SMOTE (Synthetic minoritye over-sampling technique, SMOTE) is oversampling algorithms Chawla proposed in 2002, the above problems can be avoided to some extent,

Here's what this algorithm:

 

Distribution of positive and negative samples

Clearly we can see that the number of blue samples is far greater than the red sample, in the general call classification model to determine the time between neglect may result in lost influence with a sample of red, blue only emphasized the classification accuracy of the sample, here to balance the need to increase red sample data sets

We thought Smote algorithm is very simple sample of n first few classes were randomly selected, as shown below

Find out the initial expansion of the small sample class

And then find its nearest small class of m samples, as shown below

Then optionally nearest class of m samples less arbitrary point,

At this point, optionally two, this is the new data sample


Development on the R language is simple, there are ready-made packages to the repository, here briefly explain:

rm(list=ls())
install.packages(“DMwR”,dependencies=T)
library(DMwR)#加载smote包
newdata=SMOTE(formula,data,perc.over=,perc.under=)
#formula:申明自变量因变量
#perc.over:过采样次数
#perc.under:欠采样次数

Effect of contrast:

 

 

Simple looks like a repeat depicting fewer classes
here smote is packaged, a direct call on the line, there is nothing special


Here I want to take your own hand and thought just learning python, python took all wrote about the process:

# -*- coding: utf-8 -*-
import numpy as np
import pandas as pd
from sklearn.preprocessing import StandardScaler
from numpy import *
import matplotlib.pyplot as plt
 
#读数据
data = pd.read_table('C:/Users/17031877/Desktop/supermarket_second_man_clothes_train.txt', low_memory=False)

#简单的预处理
test_date = pd.concat([data['label'], data.iloc[:, 7:10]], axis=1)
test_date = test_date.dropna(how='any')

Data as follows:

test_date.head()
Out[25]: 
   label  max_date_diff  max_pay  cnt_time
0      0           23.0  43068.0        15
1      0           10.0   1899.0         2
2      0          146.0   3299.0        21
3      0           30.0  31959.0        35
4      0            3.0  24165.0        98
test_date['label'][test_date['label']==0].count()/test_date['label'][test_date['label']==1].count()
Out[37]: 67

label is a sample identification label category, 0: 1 = 67: 1, the need to label data = 1 be expanded


# 筛选目标变量
aimed_date = test_date[test_date['label'] == 1]
# 随机筛选少类扩充中心
index = pd.DataFrame(aimed_date.index).sample(frac=0.1, random_state=1)
index.columns = ['id']
number = len(index)
# 生成array格式
aimed_date_new = aimed_date.ix[index.values.ravel(), :]
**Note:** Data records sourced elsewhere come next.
PR #6342, opened 2015-10-01
IPv6 Host-Only Networks (VirtualBox)

mitchellh:
This adds support for IPv6 host-only networks. 

We need this in [Otto](github.com/hashicorp/otto).

Example: `config.vm.network "private_network", ip: "fde4:8dba:82e1::c4"`


plugins/providers/virtualbox/driver/version_4_2.rb
```diff
@@ -46,12 +46,21 @@ def create_dhcp_server(network, options)
...
+
+          # Configure
+          if ip.ipv4?
+            execute("hostonlyif", "ipconfig", name,
+                    "--ip", options[:adapter_ip],
+                    "--netmask", options[:netmask])
+          elsif ip.ipv6?
+            execute("hostonlyif", "ipconfig", name,
+                    "--ipv6", options[:adapter_ip],
+                    "--netmasklengthv6", options[:netmask].to_s)
```
phinze: Should we `else` raise here in case of shenanigans? Or can we trust this as an invariant of `IPAddr`?

plugins/providers/virtualbox/action/network.rb
```diff
@@ -258,30 +258,44 @@ def hostonly_config(options)
...
-          # will not work because the routing tables will force the
-          # traffic onto the real interface rather than the VirtualBox
-          # interface.
-          @env[:machine].provider.driver.read_bridged_interfaces.each do |interface|
-            that_netaddr = network_address(interface[:ip], interface[:netmask])
-            raise Vagrant::Errors::NetworkCollision if \
-              netaddr == that_netaddr && interface[:status] != "Down"
-          end
+          ip = IPAddr.new(options[:ip])
+          if !ip.ipv6?
```
phinze: Should probably do the `v4/v6` switch consistently in the places we do it.

I think the one below is a bit clearer:

```ruby
if ip.ipv4?
  # ...
elsif ip.ipv6?
  # ...
else
  raise "Malformed IPAddr: #{ip.inspect}"
end
```

lib/vagrant/util/network_ip.rb
```diff
@@ -1,10 +1,21 @@
...
+      # If the IP address is an IPv6 address, subnet should be a prefix
+      # length such as "64".
+      #
       # @return [String]
       def network_address(ip, subnet)
+        # If this is an IPv6 address, then just mask it
+        if subnet.to_s =~ /^\d+$/
+          ip = IPAddr.new(ip)
+          return ip.mask(subnet.to_i).to_s
+        end
```
phinze: `IPAddr#mask` supports subnet strings too, so theoretically this can do all the work for you. I can see the argument for changing less code, though, if that's what you were thinking.

plugins/providers/virtualbox/driver/version_4_2.rb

Randomly selected 10% of the total amount as a few samples of data center point of extension



# 自变量标准化
sc = StandardScaler().fit(aimed_date_new)
aimed_date_new = pd.DataFrame(sc.transform(aimed_date_new))
sc1 = StandardScaler().fit(aimed_date)
aimed_date = pd.DataFrame(sc1.transform(aimed_date))

# 定义欧式距离计算
def dist(a, b):
    a = array(a)
    b = array(b)
    d = ((a[0] - b[0]) ** 2 + (a[1] - b[1]) ** 2 + (a[2] - b[2]) ** 2 + (a[3] - b[3]) ** 2) ** 0.5
    return d

The following defines the distance calculated way, all of the algorithms in place related to the distance of the need to standardize the amount of removal Gang, also accelerated the speed calculated
here a way to take the Euclidean distance, the more distance calculation by reference:
a variety of distance similarity theory of computation and presentation


# 统计所有检验距离样本个数
row_l1 = aimed_date_new.iloc[:, 0].count()
row_l2 = aimed_date.iloc[:, 0].count()
a = zeros((row_l1, row_l2))
a = pd.DataFrame(a)
# 计算距离矩阵
for i in range(row_l1):
    for j in range(row_l2):
        d = dist(aimed_date_new.iloc[i, :], aimed_date.iloc[j, :])
        a.ix[i, j] = d
b = a.T.apply(lambda x: x.min())

Calling a function to calculate the distance above, forming a distance matrix


# 找到同类点位置
h = []
z = []
for i in range(number):
    for j in range(len(a.iloc[i, :])):
        ai = a.iloc[i, j]
        bi = b[i]
        if ai == bi:
            h.append(i)
            z.append(j)
        else:
            continue
new_point = [0, 0, 0, 0]
new_point = pd.DataFrame(new_point)
for i in range(len(h)):
    index_a = z[i]
    new = aimed_date.iloc[index_a, :]
    new_point = pd.concat([new, new_point], axis=1)

new_point = new_point.iloc[:, range(len(new_point.columns) - 1)]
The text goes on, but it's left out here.